### [Task details]
Would you reproduce the entries that follow exactly as they appear?

>>>>

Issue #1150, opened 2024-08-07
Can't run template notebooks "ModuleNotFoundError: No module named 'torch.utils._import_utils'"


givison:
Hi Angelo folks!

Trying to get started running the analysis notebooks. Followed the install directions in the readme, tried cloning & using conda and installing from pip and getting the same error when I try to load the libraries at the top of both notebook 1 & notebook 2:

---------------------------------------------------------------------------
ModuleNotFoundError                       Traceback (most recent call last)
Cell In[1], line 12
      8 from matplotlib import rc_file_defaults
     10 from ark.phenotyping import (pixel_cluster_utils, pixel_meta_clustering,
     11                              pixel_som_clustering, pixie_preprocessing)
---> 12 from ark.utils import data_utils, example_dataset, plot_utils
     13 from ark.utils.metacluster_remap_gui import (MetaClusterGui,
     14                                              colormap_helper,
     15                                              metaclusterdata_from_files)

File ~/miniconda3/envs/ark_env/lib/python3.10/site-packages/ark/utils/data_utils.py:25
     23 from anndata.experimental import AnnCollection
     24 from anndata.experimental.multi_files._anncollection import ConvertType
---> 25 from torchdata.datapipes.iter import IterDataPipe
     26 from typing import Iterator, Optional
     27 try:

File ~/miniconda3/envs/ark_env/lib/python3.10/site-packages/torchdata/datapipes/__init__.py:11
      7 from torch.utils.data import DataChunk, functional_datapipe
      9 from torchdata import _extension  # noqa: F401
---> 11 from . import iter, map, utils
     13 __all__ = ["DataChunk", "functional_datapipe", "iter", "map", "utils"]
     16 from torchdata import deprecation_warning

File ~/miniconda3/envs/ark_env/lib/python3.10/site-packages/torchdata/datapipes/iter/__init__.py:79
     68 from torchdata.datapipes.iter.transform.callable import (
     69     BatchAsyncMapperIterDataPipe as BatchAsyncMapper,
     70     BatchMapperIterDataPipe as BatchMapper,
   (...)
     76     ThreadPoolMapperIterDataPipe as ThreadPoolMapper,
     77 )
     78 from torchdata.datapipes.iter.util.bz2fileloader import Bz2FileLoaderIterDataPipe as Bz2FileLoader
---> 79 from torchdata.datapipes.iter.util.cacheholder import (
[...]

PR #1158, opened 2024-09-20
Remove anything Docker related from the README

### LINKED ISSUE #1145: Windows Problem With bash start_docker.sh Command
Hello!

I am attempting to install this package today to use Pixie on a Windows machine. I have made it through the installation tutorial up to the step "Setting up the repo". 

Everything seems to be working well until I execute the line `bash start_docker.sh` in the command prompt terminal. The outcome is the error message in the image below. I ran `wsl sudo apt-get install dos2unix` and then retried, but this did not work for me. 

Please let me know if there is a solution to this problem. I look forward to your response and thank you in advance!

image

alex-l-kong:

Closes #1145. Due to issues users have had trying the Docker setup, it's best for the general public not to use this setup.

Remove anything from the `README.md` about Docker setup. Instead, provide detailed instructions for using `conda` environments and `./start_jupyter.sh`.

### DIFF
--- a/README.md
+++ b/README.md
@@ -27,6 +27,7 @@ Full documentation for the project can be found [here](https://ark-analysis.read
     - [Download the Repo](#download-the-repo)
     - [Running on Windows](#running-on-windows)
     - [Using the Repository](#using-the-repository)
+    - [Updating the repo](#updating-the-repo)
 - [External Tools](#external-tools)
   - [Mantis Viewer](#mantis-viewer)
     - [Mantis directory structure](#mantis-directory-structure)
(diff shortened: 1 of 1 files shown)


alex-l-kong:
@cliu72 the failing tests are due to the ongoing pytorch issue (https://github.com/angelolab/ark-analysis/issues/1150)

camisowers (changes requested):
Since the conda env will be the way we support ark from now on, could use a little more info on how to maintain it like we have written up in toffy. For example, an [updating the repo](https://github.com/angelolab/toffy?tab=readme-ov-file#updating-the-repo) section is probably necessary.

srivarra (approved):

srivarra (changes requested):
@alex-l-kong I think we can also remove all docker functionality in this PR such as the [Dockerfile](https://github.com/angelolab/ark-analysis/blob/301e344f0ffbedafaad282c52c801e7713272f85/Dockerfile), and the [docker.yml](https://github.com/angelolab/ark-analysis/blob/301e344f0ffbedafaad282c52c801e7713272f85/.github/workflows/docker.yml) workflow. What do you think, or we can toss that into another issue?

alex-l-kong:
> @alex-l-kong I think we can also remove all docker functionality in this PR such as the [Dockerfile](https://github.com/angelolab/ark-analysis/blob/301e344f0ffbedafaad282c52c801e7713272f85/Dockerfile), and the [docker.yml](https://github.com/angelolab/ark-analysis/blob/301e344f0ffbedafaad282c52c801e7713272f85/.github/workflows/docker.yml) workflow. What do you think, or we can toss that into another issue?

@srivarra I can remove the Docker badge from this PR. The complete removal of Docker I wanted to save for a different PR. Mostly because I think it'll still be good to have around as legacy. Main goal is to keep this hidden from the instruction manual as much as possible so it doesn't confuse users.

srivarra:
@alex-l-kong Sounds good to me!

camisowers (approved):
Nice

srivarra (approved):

<<<<

### [Exercise solution]
Issue #1150, opened 2024-08-07
Can't run template notebooks "ModuleNotFoundError: No module named 'torch.utils._import_utils'"


givison:
Hi Angelo folks!

Trying to get started running the analysis notebooks. Followed the install directions in the readme, tried cloning & using conda and installing from pip and getting the same error when I try to load the libraries at the top of both notebook 1 & notebook 2:

---------------------------------------------------------------------------
ModuleNotFoundError                       Traceback (most recent call last)
Cell In[1], line 12
      8 from matplotlib import rc_file_defaults
     10 from ark.phenotyping import (pixel_cluster_utils, pixel_meta_clustering,
     11                              pixel_som_clustering, pixie_preprocessing)
---> 12 from ark.utils import data_utils, example_dataset, plot_utils
     13 from ark.utils.metacluster_remap_gui import (MetaClusterGui,
     14                                              colormap_helper,
     15                                              metaclusterdata_from_files)

File ~/miniconda3/envs/ark_env/lib/python3.10/site-packages/ark/utils/data_utils.py:25
     23 from anndata.experimental import AnnCollection
     24 from anndata.experimental.multi_files._anncollection import ConvertType
---> 25 from torchdata.datapipes.iter import IterDataPipe
     26 from typing import Iterator, Optional
     27 try:

File ~/miniconda3/envs/ark_env/lib/python3.10/site-packages/torchdata/datapipes/__init__.py:11
      7 from torch.utils.data import DataChunk, functional_datapipe
      9 from torchdata import _extension  # noqa: F401
---> 11 from . import iter, map, utils
     13 __all__ = ["DataChunk", "functional_datapipe", "iter", "map", "utils"]
     16 from torchdata import deprecation_warning

File ~/miniconda3/envs/ark_env/lib/python3.10/site-packages/torchdata/datapipes/iter/__init__.py:79
     68 from torchdata.datapipes.iter.transform.callable import (
     69     BatchAsyncMapperIterDataPipe as BatchAsyncMapper,
     70     BatchMapperIterDataPipe as BatchMapper,
   (...)
     76     ThreadPoolMapperIterDataPipe as ThreadPoolMapper,
     77 )
     78 from torchdata.datapipes.iter.util.bz2fileloader import Bz2FileLoaderIterDataPipe as Bz2FileLoader
---> 79 from torchdata.datapipes.iter.util.cacheholder import (
[...]

PR #1158, opened 2024-09-20
Remove anything Docker related from the README

### LINKED ISSUE #1145: Windows Problem With bash start_docker.sh Command
Hello!

I am attempting to install this package today to use Pixie on a Windows machine. I have made it through the installation tutorial up to the step "Setting up the repo". 

Everything seems to be working well until I execute the line `bash start_docker.sh` in the command prompt terminal. The outcome is the error message in the image below. I ran `wsl sudo apt-get install dos2unix` and then retried, but this did not work for me. 

Please let me know if there is a solution to this problem. I look forward to your response and thank you in advance!

image

alex-l-kong:

Closes #1145. Due to issues users have had trying the Docker setup, it's best for the general public not to use this setup.

Remove anything from the `README.md` about Docker setup. Instead, provide detailed instructions for using `conda` environments and `./start_jupyter.sh`.

### DIFF
--- a/README.md
+++ b/README.md
@@ -27,6 +27,7 @@ Full documentation for the project can be found [here](https://ark-analysis.read
     - [Download the Repo](#download-the-repo)
     - [Running on Windows](#running-on-windows)
     - [Using the Repository](#using-the-repository)
+    - [Updating the repo](#updating-the-repo)
 - [External Tools](#external-tools)
   - [Mantis Viewer](#mantis-viewer)
     - [Mantis directory structure](#mantis-directory-structure)
(diff shortened: 1 of 1 files shown)


alex-l-kong:
@cliu72 the failing tests are due to the ongoing pytorch issue (https://github.com/angelolab/ark-analysis/issues/1150)

camisowers (changes requested):
Since the conda env will be the way we support ark from now on, could use a little more info on how to maintain it like we have written up in toffy. For example, an [updating the repo](https://github.com/angelolab/toffy?tab=readme-ov-file#updating-the-repo) section is probably necessary.

srivarra (approved):

srivarra (changes requested):
@alex-l-kong I think we can also remove all docker functionality in this PR such as the [Dockerfile](https://github.com/angelolab/ark-analysis/blob/301e344f0ffbedafaad282c52c801e7713272f85/Dockerfile), and the [docker.yml](https://github.com/angelolab/ark-analysis/blob/301e344f0ffbedafaad282c52c801e7713272f85/.github/workflows/docker.yml) workflow. What do you think, or we can toss that into another issue?

alex-l-kong:
> @alex-l-kong I think we can also remove all docker functionality in this PR such as the [Dockerfile](https://github.com/angelolab/ark-analysis/blob/301e344f0ffbedafaad282c52c801e7713272f85/Dockerfile), and the [docker.yml](https://github.com/angelolab/ark-analysis/blob/301e344f0ffbedafaad282c52c801e7713272f85/.github/workflows/docker.yml) workflow. What do you think, or we can toss that into another issue?

@srivarra I can remove the Docker badge from this PR. The complete removal of Docker I wanted to save for a different PR. Mostly because I think it'll still be good to have around as legacy. Main goal is to keep this hidden from the instruction manual as much as possible so it doesn't confuse users.

srivarra:
@alex-l-kong Sounds good to me!

camisowers (approved):
Nice

srivarra (approved):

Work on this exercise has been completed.